▶ [Your instructions]: Find the lines below that contain the string "sharedPreferences". Copy each one.

▶ [Provided material]:
☆ ☆ ☆ ☆ ☆

PR #449, opened 2021-01-22
HVG-832 Refactor marketing navigation

hugokallstrom:
I have probably broken something here, not really sure how this is supposed to work. Thought it made more sense to update language/locale when pressing continue instead of selecting an item from the bottom sheet. But please shout if this is not the case! 

### Checklist


app/src/main/java/com/hedvig/app/feature/marketpicker/MarketPickerFragment.kt
```diff
@@ -8,29 +8,32 @@ import com.hedvig.app.databinding.FragmentMarketPickerBinding
...
 import com.hedvig.app.util.extensions.view.updateMargin
-import com.hedvig.app.util.extensions.viewBinding
 import dev.chrisbanes.insetter.doOnApplyWindowInsets
 import org.koin.android.ext.android.inject
 import org.koin.android.viewmodel.ext.android.sharedViewModel
 
 class MarketPickerFragment : Fragment(R.layout.fragment_market_picker) {
     private val viewModel: MarketPickerViewModel by sharedViewModel()
     private val marketingViewModel: MarketingViewModel by sharedViewModel()
-    private val binding by viewBinding(FragmentMarketPickerBinding::bind)
```
hedvigoscar, line 20: What's going on here? 🤔

app/src/main/java/com/hedvig/app/feature/marketpicker/MarketSelectedFragment.kt
```diff
@@ -47,10 +48,18 @@ class MarketSelectedFragment : Fragment(R.layout.fragment_market_selected) {
                     setImageDrawable(context.compatDrawable(market.flag))
                 }
                 setHapticClickListener {
-                    viewModel.navigateTo(
-                        CurrentFragment.MARKET_PICKER,
-                        signUp to "marketButton"
-                    )
+                    val transaction = parentFragmentManager.beginTransaction()
```
hedvigoscar, line 51: Are we mixing navigation/back stack management strategies in this screen now? 🤔

app/src/main/java/com/hedvig/app/feature/marketpicker/MarketPickerViewModel.kt
```diff
@@ -18,43 +18,31 @@ import com.hedvig.app.shouldOverrideFeatureFlags
...
             sharedPreferences.edit()
-                .putString(
-                    Market.MARKET_SHARED_PREF,
-                    data.market?.name
-                )
-                .commit()
-
-            sharedPreferences
-                .edit()
+                .putString(Market.MARKET_SHARED_PREF, data.market?.name)
```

☆ ☆ ☆ ☆ ☆

▶ [Answer section]:
             sharedPreferences.edit()
-            sharedPreferences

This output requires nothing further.